Claro que sim, que tudo isso interessa. A corrupção é uma doença crónica do país, e a violência contra as mulheres é um crime nojento. Jaime Ramos lida com isso. Neste livro estão lá as referências, mesmo aos juízes "compreensivos" e aos políticos com aquela linguagem da treta que agora se usa... O que acontece é que Jaime Ramos é dos Homicídios, na PJ. Trata de crimes contra a segurança das pessoas, como agora se diz. Enfrenta a morte, a maldade, o desejo de morte, a violência, e tudo o que é arrastado por esse mundo, como a pobreza, a miséria, os subúrbios, os crimes da noite portuense, aqueles gangues da Ribeira, de Miragaia, de Contumil...Este é, se quiser, o romance mais "social" da série Jaime Ramos. E, ao mesmo tempo, o mais desesperado e o mais zangado com as "elites económicas", com o poder que detêm, sobre a sua organização oligárquica. E também o mais pessoal, é verdade, e aquele em que Jaime Ramos está sempre à beira do abismo, obrigado a investigar tudo durante uma semana, com medo de ser afastado. De ser limpo.

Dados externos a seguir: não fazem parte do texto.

PR #2543, opened 2024-11-25
Lowers lit cigarette heat temperature, fixes grinding dried cannabis to make hash.

fludd12:
## About The Pull Request

Lowers the heat variable on a lit cigarette to 415, and fixes the broken `on_grind()` behavior for dried cannabis.
## Why It's Good For The Game

Currently, the lit cigarette target temperature is 1000K, standard for most flammable objects. Problematically, THC condenses into dabs at 420K, and space drugs distill into fentanyl at ~700K, so if you're rolling literally anything other than tobacco you're going to have trouble after a few seconds, either way.

Additionally, the behavior for dried cannabis creating hash when ground was handled with the `on_grind()` proc in an exceptionally weird way. For almost literally anything else, this would be an appropriate proc! However, the `grind()` proc is overridden for all subtypes of `grown` to modify reagent quantities based on nutriment production. Since cannabis doesn't contain any nutriment, `on_grind` never produced any `hashish` reagent to condense into hash.
## Proof Of Testing

https://github.com/user-attachments/assets/c882ed32-ea00-4338-90cc-5a2cba3e8007

</details>

## Changelog
:cl:
balance: Cigarettes only have a heat of 410K. Joints will no longer boil out their own THC or turn space drugs to fentanyl.
fix: Grinding dried cannabis now makes hash as originally intended.
/:cl:


fludd12:
I made a character who makes frequent use of these mechanics and its been pissing me off for a full month which I guess is a good way of making me do things!

modular_skyrat/modules/morenarcotics/code/thc.dm
```diff
@@ -1,8 +1,12 @@
-/obj/item/food/grown/cannabis/on_grind()
-	. = ..()
-	if(HAS_TRAIT(src, TRAIT_DRIED))
-		grind_results = list(/datum/reagent/drug/thc/hash = 0.15*src.seed.potency)
-		reagents.clear_reagents() //prevents anything else from coming out
```
Majkl-J, line 5: The reason this borks is because the math relies on there being stuff (specifically, nutriment) inside the plant to make stuff. Which skyrat, in their infinite wisdom, removes with the `reagents.clear_reagents()`.

Update: Actually turns out this code isn't even needed - normal cannabis already contains only thc when dried so this just.. tries to do the exact same thing that would've already happened.

modular_skyrat/modules/morenarcotics/code/thc.dm
```diff
@@ -1,8 +1,12 @@
...
+/obj/item/food/grown/cannabis/grind(datum/reagents/target_holder, mob/user)
+	if(!HAS_TRAIT(src, TRAIT_DRIED))
+		return ..(target_holder, user)
+
+	if(reagents && target_holder)
+		reagents.add_reagent(/datum/reagent/drug/thc/hash, 0.15 * seed.potency)
+		reagents.trans_to(target_holder, reagents.total_volume, transferred_by = user)
+
+	return TRUE
```
Majkl-J, line 9:
```suggestion
```

Majkl-J (changes requested):

modular_skyrat/modules/morenarcotics/code/thc.dm
Majkl-J: What the fuck. Well, I guess you could try and rewrite this into
```
reagents.clear_reagents()
reagents.add_reagent(/datum/reagent/drug/thc/hash, 0.15 * seed.potency)
```
then, should work about fine hopefully

modular_skyrat/modules/morenarcotics/code/thc.dm
fludd12: On my phone at the moment, but if you're suggesting removing the grind override, see previous comment - hash production is a uniquely stupid chemical reaction meant to allow decimal contribution to making the hash item by individual products.

modular_skyrat/modules/morenarcotics/code/thc.dm
fludd12: I can't believe I didn't think of that. I guess I got so in my own head about the stupid way they did it. Will amend when home.

fludd12:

O inspetor tem uma biografia conhecida dos leitores. Se comete um deslize nessa vida do protagonista os leitores dão-lhe conhecimento?

Sim, muito frequentemente. Corrigem, sugerem, nem sempre bem, mas com boas intenções [risos]. Lembro-me de uma leitora, de Leiria, curiosamente, que ia a todos os lançamentos para me dizer "olhe que aqui isto está errado". E estava. E eu corrigia na nova edição. O policial é um género muito exigente, muito minucioso, com leitores muito atentos. Uma das coisas mais felizes da vida de um escritor, acho eu, acontece quando as pessoas seguem a vida das personagens que ele criou. Costumo dizer que isso provoca algumas crises de ciúmes. Na Alemanha, em Itália ou em França, por exemplo, os livros são apresentados como "mais uma investigação de Jaime Ramos". Isso alegra-me muito. Se leio uma crítica a dizer que os meus livros estão muito próximos de Simenon, por exemplo, isso deixa-me muito feliz, mas fiquei muito mais contente quando disseram que Jaime Ramos está ao nível de Maigret... O que uma pessoa faz é criar gente de papel. Histórias verdadeiras para gente de papel as interpretar. Quando essa gente de papel ganha vida, e autonomia, e segue por aí fora, isso é demasiado bom...

Todos os livros são autobiográficos. Quais os factos da vida própria que o inspiram enquanto escreve ou esta é uma criatura independente do seu quotidiano?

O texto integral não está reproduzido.